- EXERCISE GOAL -
Which lines mention "approach"? Show each one from the listing.

- DATA EXCERPTS -
_ _ _ _

PR #488, opened 2021-07-29
feat: Surface better error information for REGAPIC

amanda-tarafa:
Draft as there are no tests, etc. Just to agree on the overall approach first.

fyi: @meteatamel

### DIFF
--- a/Google.Api.Gax.Grpc/Rest/RestChannel.cs
+++ b/Google.Api.Gax.Grpc/Rest/RestChannel.cs
@@ -8,10 +8,10 @@
 using Google.Protobuf;
 using Grpc.Core;
 using System;
-using System.Collections.Generic;
 using System.Linq;
 using System.Net;
 using System.Net.Http;
+using System.Runtime.ExceptionServices;
 using System.Threading;
 using System.Threading.Tasks;
 
@@ -71,7 +71,7 @@ namespace Google.Api.Gax.Grpc.Rest
             return new AsyncUnaryCall<TResponse>(responseTask, responseHeadersTask, statusFunc, trailersFunc, cancellationTokenSource.Cancel);
         }
 
-        private async Task<HttpResponseMessage> SendAsync<TRequest>(RestMethod restMethod, string host, CallOptions options, TRequest request, CancellationToken cancellationToken)
+        private async Task<ReadHttpResponseMessage> SendAsync<TRequest>(RestMethod restMethod, string host, CallOptions options, TRequest request, CancellationToken cancellationToken)
         {
             // Ideally, add the header in the client builder instead of in the ServiceSettingsBase...
             // TODO: Use options. How do we set the timeout for an individual HTTP request? We probably need to create a linked cancellation token.
@@ -87,8 +87,20 @@ namespace Google.Api.Gax.Grpc.Rest
             // TODO: How do we cancel this?
             await AddAuthHeadersAsync(httpRequest, restMethod).ConfigureAwait(false);
 
-            var task = _httpClient.SendAsync(httpRequest, HttpCompletionOption.ResponseContentRead, cancellationToken);
-            return await task.ConfigureAwait(false);
+            var httpResponseMessage = await _httpClient.SendAsync(httpRequest, HttpCompletionOption.ResponseContentRead, cancellationToken).ConfigureAwait(false);
+
+            try
+            {
+                string content = await httpResponseMessage.Content.ReadAsStringAsync().ConfigureAwait(false);
+                return new ReadHttpResponseMessage(httpResponseMessage, content);
+            }
+            catch (Exception ex)
+            {
+                // Let's defer the throwing of this exception to when it's actually needed,
+                // so that we can at least read headers and other metadata.
+                var exInfo = ExceptionDispatchInfo.Capture(ex);
+                return new ReadHttpResponseMessage(httpResponseMessage, exInfo);
+            }
         }
 
         private async Task AddAuthHeadersAsync(HttpRequestMessage request, RestMethod method)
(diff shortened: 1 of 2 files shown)


Google.Api.Gax.Grpc/Rest/RestChannel.cs
```diff
@@ -87,8 +87,20 @@ private async Task<HttpResponseMessage> SendAsync<TRequest>(RestMethod restMetho
...
+            var httpResponseMessage = await _httpClient.SendAsync(httpRequest, HttpCompletionOption.ResponseContentRead, cancellationToken).ConfigureAwait(false);
+
+            try
+            {
+                string content = await httpResponseMessage.Content.ReadAsStringAsync().ConfigureAwait(false);
+                return new ReadHttpResponseMessage(httpResponseMessage, content);
+            }
+            catch (Exception ex)
+            {
+                // Let's differ the throwing of this exception to when it's actually needed,
```
jskeet, line 99: differ => defer

Google.Api.Gax.Grpc/Rest/RestChannel.cs
```diff
@@ -105,51 +117,97 @@ private async Task AddAuthHeadersAsync(HttpRequestMessage request, RestMethod me
...
-            var httpResponse = await httpResponseTask.ConfigureAwait(false);
-            // TODO: This could be very wrong. I don't know what headers we should really return, and I don't know about semi-colon joining.
-            var metadata = new Metadata();
-            foreach (var header in httpResponse.Headers)
-            {
-                metadata.Add(header.Key, string.Join(";", header.Value));
-            }
-            return metadata;
-        }
+        private async Task<Metadata> ReadHeadersAsync(Task<ReadHttpResponseMessage> httpResponseTask) =>
```
jskeet, line 120: I haven't checked, but if this is only called in one place we should probably just inline it.

Google.Api.Gax.Grpc/Rest/RestChannel.cs
```diff
@@ -105,51 +117,97 @@ private async Task AddAuthHeadersAsync(HttpRequestMessage request, RestMethod me
...
+        /// <summary>
+        /// In <see cref="AsyncUnaryCall{TResponse}"/> the functions to obtain the TResponse
+        /// and the <see cref="Status"/> of the call are two different functions.
+        /// The function to obtain the response is async, but the function to obtain the
+        /// <see cref="Status"/> is not.
+        /// For being able to surface error details in <see cref="Status"/> we need to be
+        /// able to call <see cref="HttpContent.ReadAsStringAsync"/> which is an async method,
+        /// and thus cannot be done, without blocking, on the sync function that obtains the 
+        /// <see cref="Status"/> in the <see cref="AsyncUnaryCall{TResponse}"/>.
+        /// So we need to make async content reading part of sending the call and not part of
```
jskeet, line 149: I think we'd want to remove this sentence when we make it a real PR.

Google.Api.Gax.Grpc/Rest/RestChannel.cs
```diff
@@ -105,51 +117,97 @@ private async Task AddAuthHeadersAsync(HttpRequestMessage request, RestMethod me
...
+        /// building the TResponse as it is now.
+        /// This class is just a convenient wrapper for passing together the <see cref="HttpResponseMessage"/>
+        /// and it's read response.
```
jskeet, line 152: it's => its

Google.Api.Gax.Grpc/Rest/RestChannel.cs
```diff
@@ -105,51 +117,97 @@ private async Task AddAuthHeadersAsync(HttpRequestMessage request, RestMethod me
...
+
+            internal ReadHttpResponseMessage(HttpResponseMessage response, string content) =>
+                (OriginalResponseMessage, _content) = (response, content);
+
+            internal ReadHttpResponseMessage(HttpResponseMessage response, ExceptionDispatchInfo readException) =>
+                (OriginalResponseMessage, _readException) = (response, readException);
+
+            internal Metadata GetHeaders()
+            {
+                // TODO: This could be very wrong. I don't know what headers we should really return, and I don't know about semi-colon joining.
```
jskeet, line 178: We should check this before we go to GA...

Google.Api.Gax.Grpc/Rest/RestChannel.cs
```diff
@@ -105,51 +117,97 @@ private async Task AddAuthHeadersAsync(HttpRequestMessage request, RestMethod me
...
+                var grpcStatus = OriginalResponseMessage.StatusCode switch
+                {
+                    HttpStatusCode.OK => StatusCode.OK,
+                    HttpStatusCode.Unauthorized => StatusCode.Unauthenticated,
+                    HttpStatusCode.Forbidden => StatusCode.PermissionDenied,
+                    HttpStatusCode.BadRequest => StatusCode.InvalidArgument,
+                    HttpStatusCode.InternalServerError => StatusCode.Internal,
+                    HttpStatusCode.NotFound => StatusCode.NotFound,
+                    HttpStatusCode.Conflict => StatusCode.FailedPrecondition,
+                    // TODO: Others!
```
jskeet, line 198: Another thing to sort out before GA.

Google.Api.Gax.Grpc/Rest/RestChannel.cs
```diff
@@ -105,51 +117,97 @@ private async Task AddAuthHeadersAsync(HttpRequestMessage request, RestMethod me
...
+                    _ => StatusCode.Unknown
+                };
+
+                return new Status(grpcStatus,
+                    // Notice that here, if there was an exception reading the content
```
jskeet, line 203: Right - so this is an exception from "we can't even get the error message" rather than "the call failed and the error message is present, yes?

Is the error message likely to be in JSON that we should parse?

jskeet (commented):
Fine with the general approach here. A few tweaks may be required, and in particular we may want to parse JSON to create a more useful exception format, but it's a start...

Google.Api.Gax.Grpc/Rest/RestChannel.cs
amanda-tarafa: I removed the "as it is now" bit. But I'm happy to remove the whole sentence, or even to turn this into a normal comment as a reminder for us.

Google.Api.Gax.Grpc/Rest/RestChannel.cs
amanda-tarafa: Done

Google.Api.Gax.Grpc/Rest/RestChannel.cs
amanda-tarafa: Agreed.
Note that this was actually your note, I just moved this code here, but I made no changes to how we handle headers.

Google.Api.Gax.Grpc/Rest/RestChannel.cs
amanda-tarafa: Agreed.
In particular I think we should map `StatusCode.OK` to `HttpResponseMessage.IsSuccessStatusCode`, since this is the measure of success that we use in Apiary.

Google.Api.Gax.Grpc/Rest/RestChannel.cs
amanda-tarafa: Yes to the first part. This is "something went wrong and the request probably didn't even make it to the backend".

And yes, the error message is likely to be in JSON. My original intention was to do the same as we do in Apiary, which is, we attempt to parse, if we succeed then we set the parsed object, else we set the content as a string on the GoogleApiException.

The problem here is that `Grpc.Core.Status` only has a `StatusCode` and `string Detail` so we cannot set anything more complex there. And the `AsyncUnaryCall` expects `Grpc.Core.Status`.

Of course I could inherit from `Status` and add anything. I could even inherit from `RpcException` to have an exception type that only accepts the more specific `Status` type. Not sure if it is worth it, specially since the JSON will have some standard properties that we can expect, but API teams can add their own that we have no idea of, so, in Apiary, we end up adding those as a string I think.
What do you think?

amanda-tarafa (commented):
I've addressed the nits and left comments elsewhere. PTAL, thanks!

Google.Api.Gax.Grpc/Rest/RestChannel.cs
jskeet: Just realised this is only internal anyway, so we don't need to worry *too* much.

Google.Api.Gax.Grpc/Rest/RestChannel.cs
jskeet: Yup, absolutely. This is a note to myself (and vicariously to Slava) really.

Google.Api.Gax.Grpc/Rest/RestChannel.cs
jskeet: I don't quite follow... but I think the "OK" path is fine at the moment.

Google.Api.Gax.Grpc/Rest/RestChannel.cs
jskeet: I think what's here is sufficient for a beta. Let's see what it looks like in reality, and find out what other languages are doing.

jskeet (approved):

amanda-tarafa (commented):
Tests for this change are included here: https://github.com/googleapis/google-cloud-dotnet/pull/6898. I've tested locally and they are green.

PR #490, opened 2021-08-09
Add more status code handling for the REST adapter

jskeet:
This should really be standardized across implementations.

This is still up for debate, but it's now consistent with [the Java implementation](https://github.com/googleapis/gax-java/blob/main/gax-httpjson/src/main/java/com/google/api/gax/httpjson/HttpJsonStatusCode.java) where feasible:

- Java throws a separate exception on 411
- Java uses the error message to determine the RPC code for a few cases

Using the error message would be feasible (as we have already read it by this point) but it feels brittle.

### DIFF
--- a/Google.Api.Gax.Grpc/Rest/RestChannel.cs
+++ b/Google.Api.Gax.Grpc/Rest/RestChannel.cs
@@ -186,16 +186,112 @@ namespace Google.Api.Gax.Grpc.Rest
 
             internal Status GetStatus()
             {
-                var grpcStatus = OriginalResponseMessage.StatusCode switch
+                var grpcStatus = (int) OriginalResponseMessage.StatusCode switch
                 {
-                    HttpStatusCode.OK => StatusCode.OK,
-                    HttpStatusCode.Unauthorized => StatusCode.Unauthenticated,
-                    HttpStatusCode.Forbidden => StatusCode.PermissionDenied,
-                    HttpStatusCode.BadRequest => StatusCode.InvalidArgument,
-                    HttpStatusCode.InternalServerError => StatusCode.Internal,
-                    HttpStatusCode.NotFound => StatusCode.NotFound,
-                    HttpStatusCode.Conflict => StatusCode.FailedPrecondition,
-                    // TODO: Others!
+                    // Note: this switch statement is organized numerically for ease of comparison with other implementations,
+                    // and to group 1xx, 2xx, 3xx etc codes together. The names in each comment correspond
+                    // with the names in the HttpStatusCode enumeration
+
+                    // 1xx range
+                    // Continue
+                    100  => StatusCode.Unknown, // We don't expect to get this
+                    // SwitchingProtocols
+                    101 => StatusCode.Unknown,
+
+                    // 2xx range
+                    // OK
+                    200 => StatusCode.OK,
+                    // Created
+                    201 => StatusCode.OK, // In the 200 range
+                    // Accepted
+                    202 => StatusCode.OK,
+                    // NonAuthoritativeInformation
+                    203 => StatusCode.OK, // In the 200 range
+                    // NoContent
+                    204 => StatusCode.OK, // In the 200 range,
+                    // ResetContent
+                    205 => StatusCode.Unknown, // While this isn't normally an error, our response won't contain what we expect.
+                    // PartialContent
+                    206 => StatusCode.Unknown, // While this isn't normally an error, our response won't contain what we expect.
+
+                    // 3xx range
+                    // Ambiguous, MultipleChoices
+                    300 => StatusCode.Unknown,
+                    // Moved, MovedPermanently
+                    301 => StatusCode.Unknown,
+                    // Redirect, Found
+                    302 => StatusCode.Unknown,
+                    // RedirectMethod, SeeOther
+                    303 => StatusCode.Unknown,
+                    // NotModified
+                    304 => StatusCode.Unknown, // While this isn't normally an error, our response won't contain what we expect.
+                    // UseProxy
+                    305 => StatusCode.Unknown,
+                    // Unused
+                    306 => StatusCode.Unknown,
+                    // TemporaryRedirect, RedirectKeepVerb
+                    307 => StatusCode.Unknown,
+
+                    // 4xx range
+                    // BadRequest
+                    400 => StatusCode.InvalidArgument, // Note: Java uses OutOfRange, FailedPrecondition or InvalidArgument based on the message
+                    // Unauthorized
+                    401 => StatusCode.Unauthenticated,
+                    // PaymentRequired
+                    402 => StatusCode.Unknown, // This is reserved for future use; we really shouldn't see it.
+                    // Forbidden
+                    403 => StatusCode.PermissionDenied,
+                    // NotFound
+                    404 => StatusCode.NotFound,
+                    // MethodNotAllowed
+                    405 => StatusCode.InvalidArgument,
+                    // NotAcceptable
+                    406 => StatusCode.InvalidArgument,
+                    // ProxyAuthenticationRequired
+                    407 => StatusCode.Unauthenticated,
+                    // RequestTimeout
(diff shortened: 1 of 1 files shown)


Google.Api.Gax.Grpc/Rest/RestChannel.cs
```diff
@@ -188,14 +188,60 @@ internal Status GetStatus()
...
-                    HttpStatusCode.OK => StatusCode.OK,
-                    HttpStatusCode.Unauthorized => StatusCode.Unauthenticated,
-                    HttpStatusCode.Forbidden => StatusCode.PermissionDenied,
+                    // Note: this switch statement contains all the unique named values within HttpStatusCode (as of 2021-08-09).
+
+                    HttpStatusCode.Accepted => StatusCode.OK,
+                    HttpStatusCode.Ambiguous => StatusCode.Unknown,
+                    HttpStatusCode.BadGateway => StatusCode.InvalidArgument,
                     HttpStatusCode.BadRequest => StatusCode.InvalidArgument,
+                    // Note: this is ambiguous between FailedPrecondition, Aborted or Unavailable.
```
amanda-tarafa, line 197: Should we go with Aborted so that clients maybe retry (Aborted is the one that's usually OK to retry).
On the other hand if it's really a FailedPrecondition (as in it's an erroneous argument) retrying won't solve it. But still client code should retry only a few times, etc.

So, I would favour giving client code the opportunity to recover by retrying.

Google.Api.Gax.Grpc/Rest/RestChannel.cs
```diff
@@ -188,14 +188,60 @@ internal Status GetStatus()
...
+                    HttpStatusCode.Conflict => StatusCode.FailedPrecondition,
+                    HttpStatusCode.Continue => StatusCode.Unknown, // We don't expect to get this
+                    HttpStatusCode.Created => StatusCode.OK, // In the 200 range
+                    HttpStatusCode.ExpectationFailed => StatusCode.FailedPrecondition,
+                    HttpStatusCode.Forbidden => StatusCode.PermissionDenied,
+                    // Note: Found and Redirect are both 302
```
amanda-tarafa, line 203: Is this note here out of place, or is there something missing?

amanda-tarafa: Ah, Redirect is done, maybe add that to the note.

Google.Api.Gax.Grpc/Rest/RestChannel.cs
```diff
@@ -188,14 +188,60 @@ internal Status GetStatus()
...
+                    HttpStatusCode.GatewayTimeout => StatusCode.DeadlineExceeded,
+                    HttpStatusCode.Gone => StatusCode.NotFound,
+                    HttpStatusCode.HttpVersionNotSupported => StatusCode.Unknown,
```
amanda-tarafa, line 206: Should this one be InvalidArgument?

Google.Api.Gax.Grpc/Rest/RestChannel.cs
```diff
@@ -188,14 +188,60 @@ internal Status GetStatus()
...
                     HttpStatusCode.InternalServerError => StatusCode.Internal,
+                    HttpStatusCode.LengthRequired => StatusCode.InvalidArgument,
+                    HttpStatusCode.MethodNotAllowed => StatusCode.InvalidArgument,
```
amanda-tarafa, line 209: Unimplemented? Although I'm fine with InvalidArgument as well.

Google.Api.Gax.Grpc/Rest/RestChannel.cs
```diff
@@ -188,14 +188,60 @@ internal Status GetStatus()
...
+                    HttpStatusCode.PaymentRequired => StatusCode.Unknown, // This is reserved for future use; we really shoudln't see it.
+                    HttpStatusCode.PreconditionFailed => StatusCode.FailedPrecondition,
+                    HttpStatusCode.ProxyAuthenticationRequired => StatusCode.Unauthenticated,
+                    HttpStatusCode.Redirect => StatusCode.Unknown,
+                    // Note: RedirectKeepVerb and TemporaryRedirect are both 307
+                    HttpStatusCode.RedirectMethod => StatusCode.Unknown,
+                    HttpStatusCode.RequestEntityTooLarge => StatusCode.InvalidArgument,
+                    HttpStatusCode.RequestTimeout => StatusCode.DeadlineExceeded,
+                    HttpStatusCode.RequestUriTooLong => StatusCode.InvalidArgument,
+                    HttpStatusCode.RequestedRangeNotSatisfiable => StatusCode.FailedPrecondition,
```
amanda-tarafa, line 230: InvalidArgument?

amanda-tarafa (approved):
LGTM as is, although with a couple of alternatives.

+1 having these be the same for all languages.

Google.Api.Gax.Grpc/Rest/RestChannel.cs
```diff
@@ -188,14 +188,60 @@ internal Status GetStatus()
...
                 var grpcStatus = OriginalResponseMessage.StatusCode switch
                 {
-                    HttpStatusCode.OK => StatusCode.OK,
-                    HttpStatusCode.Unauthorized => StatusCode.Unauthenticated,
-                    HttpStatusCode.Forbidden => StatusCode.PermissionDenied,
+                    // Note: this switch statement contains all the unique named values within HttpStatusCode (as of 2021-08-09).
+
+                    HttpStatusCode.Accepted => StatusCode.OK,
+                    HttpStatusCode.Ambiguous => StatusCode.Unknown,
+                    HttpStatusCode.BadGateway => StatusCode.InvalidArgument,
```
vchudnov-g, line 195: This doesn't seem consistent with https://grpc.github.io/grpc/core/md_doc_http-grpc-status-mapping.html

jskeet: That table seems to be losing a *lot* of information though, and isn't really aimed at our use case, IMO. Mapping almost everything to unknown seems like a bad idea to me.

I'm happy to revisit specific ones like BadGateway (and Unavailable seems fine for that) but I don't think we should follow that table for everything. Where there's a really clear mapping (e.g. BadRequest to InvalidArgument) I don't see why we'd want to lose that information.

Google.Api.Gax.Grpc/Rest/RestChannel.cs
jskeet: I generally expect InvalidArgument to mean that there's something the caller can do about it - and that wouldn't be the case here.

Google.Api.Gax.Grpc/Rest/RestChannel.cs
jskeet: I've reorganized everything - it should be clearer now.

Google.Api.Gax.Grpc/Rest/RestChannel.cs
jskeet: Java uses different error codes based on the message. (Not entirely happy with that, really.) We'll see what consensus we get. I've made a note in the code.

Google.Api.Gax.Grpc/Rest/RestChannel.cs
jskeet: Done.

Google.Api.Gax.Grpc/Rest/RestChannel.cs
jskeet: (Mind you, it's not the case in various other things either...)

jskeet:
I've now updated this (completely changing the layout, in a way that I hope makes it easier to read).

@vchudnov-g: Are you happy to circulate this to everyone else who should be aware of it, so we can make this canonical? (I'm not suggesting it's already "right" - but that we make it right, then rely on this.)

vchudnov-g:
@jskeet Yes, I'll spread the word on this so we can get agreement.

jskeet:
Closing in favour of #502.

_ _ _ _

- TASK RESPONSE -
Draft as there are no tests, etc. Just to agree on the overall approach first.
Fine with the general approach here. A few tweaks may be required, and in particular we may want to parse JSON to create a more useful exception format, but it's a start...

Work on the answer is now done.